Saved data entries:
___

PR #378, opened 2020-05-01
Add min and max validity to number input

### LINKED ISSUE #375: Add out-of-range/invalid messages to BXNumberInput
Based on the work in: https://github.com/carbon-design-system/carbon-custom-elements/pull/374

cal-smith:
closes #375

Basically just follows the pattern we've been using everywhere as far as determining and showing the validity messages. This does add two new slots and properties for the min/max validity messages, as well as an additional enum just for the number input states.


src/components/number-input/number-input.scss
```diff
@@ -14,4 +14,8 @@ $css--plex: true !default;
   // the base text-input class has a 100% so we need to propagate it up to the host element
   width: 100%;
   outline: none;
+
+  .bx--form-requirement.bx--hidden {
```
asudoh, line 18: Wondered if we can use hidden attribute (`[hidden]` selector) here.

src/components/number-input/number-input.ts
```diff
@@ -229,6 +276,16 @@ export default class BXNumberInput extends BXInput {
             ${this.validityMessage}
```
asudoh, line 276: Should we hide this section if we should out-of-range validity message?

src/components/number-input/number-input.scss
cal-smith: I actually tried that first! For some reason it didn't hide slotted content ... I'm not sure if that's a pattern that's been successful elsewhere though

src/components/number-input/number-input.ts
cal-smith: I'm not sure ... I was debating that too ... It may make sense to show it, since it's still invalid, but since the range error is a specific type of invalid maybe it would be better to make it clearer that it's just the range that's an issue?

asudoh: Yeah, probably if the validity message is something like "The value should be less than 100" user knows that user did something wrong as well as how to fix it...?

src/components/number-input/number-input.ts
```diff
@@ -51,6 +59,27 @@ export default class BXNumberInput extends BXInput {
...
+      return NUMBER_INPUT_VALIDATION_STATUS.EXCEEDED_MAXIMUM;
+    }
+    if (this._input?.valueAsNumber < Number(this.min)) {
+      return NUMBER_INPUT_VALIDATION_STATUS.EXCEEDED_MINIMUM;
+    }
+    return super._testValidity();
+  }
+
+  _getValidityMessage(state: string) {
+    if (Object.keys(NUMBER_INPUT_VALIDATION_STATUS).includes(state)) {
```
asudoh, line 73:
```suggestion
    if (Object.values(NUMBER_INPUT_VALIDATION_STATUS).includes(state)) {
```

Seems that `Object.keys(NUMBER_INPUT_VALIDATION_STATUS)` returns `'EXCEEDED_MAXIMUM'` whereas the `state` is `'exceeded_maximum'`.

src/components/number-input/number-input.ts
```diff
@@ -229,6 +276,16 @@ export default class BXNumberInput extends BXInput {
             ${this.validityMessage}
           </slot>
         </div>
+        <div class="${validityMaxClasses}">
+          <slot name="validity-message-max">
+            ${this.validityMessageMin}
```
asudoh, line 281:
```suggestion
            ${this.validityMessageMax}
```

src/components/number-input/number-input.ts
```diff
@@ -229,6 +276,16 @@ export default class BXNumberInput extends BXInput {
...
+          </slot>
+        </div>
+        <div class="${validityMinClasses}">
+          <slot name="validity-message-min">
+            ${this.validityMessageMax}
```
asudoh, line 286:
```suggestion
            ${this.validityMessageMin}
```

src/components/number-input/number-input.scss
asudoh: Just a hunch... Any chance it was due to missing `?` prefix at `?hidden="${validity !== NUMBER_INPUT_VALIDATION_STATUS.EXCEEDED_MINIMUM}"`?

```suggestion
  .bx--form-requirement[hidden] {
```

I could make it work with the combination of above two somehow. I may be wrong, though.

src/components/number-input/number-input.ts
```diff
@@ -123,6 +152,12 @@ export default class BXNumberInput extends BXInput {
   @property({ attribute: 'decrement-button-assistive-text' })
   decrementButtonAssistiveText = 'decrease number input';
 
+  @property({ attribute: 'validity-message-max' })
```
asudoh, line 155: If possible, could you add comments to the two new attributes? Doing so makes the comment appear in the property table in Docs page in Storybook.

src/components/number-input/number-input.scss
cal-smith: Hmm ... definitely had the `?` 🤔 I didn't have the styles when I tried it, so that would definitely make it work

___

Problem statement —
Count of lines with "asudoh": please work it out for the entries above and give the number by itself.

Your response —
8